Is the function $\frac { x-1 }{ \ln { { \left( x \right) }^{ 2 } } } $ continuous at$ x=0$? I would like to know whether the function shown in the title is continuous or not at $x=0$.
This problem is disturbing since the function isn't defined at x=0, but the limit of the function as x approaches to $0$ is $0$.
Thanks!
 A: There is no definition of continuity outside the domain of a function. I mean no offense, but to explain: asking if a function is continuous at a point that is not in its domain is like asking if the function is green.
A: As written, the function isn't well-defined at $0$ so the question doesn't really make sense. What you're asking is similar to asking if $f: [0,\infty) \to [0,\infty)$  defined by $f(x) = \sqrt x, x \ge 0$ is continuous at $x=-1$. 

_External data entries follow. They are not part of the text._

PR #1311, opened 2021-03-09
Print fatal error message when the fatal error occurs

hoodmane:
Currently when there's a fatal error, it updates the various pyodide apis to throw an error saying that pyodide has fatally failed, and then it reraises the original error. However, it's a bit confusing because it first says there's been a fatal error the _next_ time a pyodide API is used. This adds a `console.error` to print the fatal error message before rethrowing the original error which should make it easier to locate where the problem actually occurred.


rth (approved):
Thanks @hoodmane !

By contrast, you could define $f$ by $$f(x) = \left\{\begin{matrix} \frac{x-1}{\log(x^2)}, & x\neq 0,1, \\0, &x=0,1. \end{matrix} \right.$$ (The function also isn't well-defined at $x=1$ which is why I had to add that as well.) This function is well-defined everywhere and is continuous at $x=0$.
A: The function $\frac{x-1}{\log(x^2)}=\frac{x-1}{2\log(x)}$ has a removable discontinuity at $x=1$.  That is, we can define a function $f(x)$ such that
$$f(x)=\begin{cases}\frac{x-1}{\log(x^2)}&,x\ne 1\\\\0&,x=1 \tag 1\end{cases}$$
that is continuous at $x=1$.

However, the $\lim_{x\to 0}\frac{x-1}{\log(x^2)}=\infty$, and therefore, $f(x)$ is not continuous at $x=0$ and does not have a removable discontinuity at $x=0$.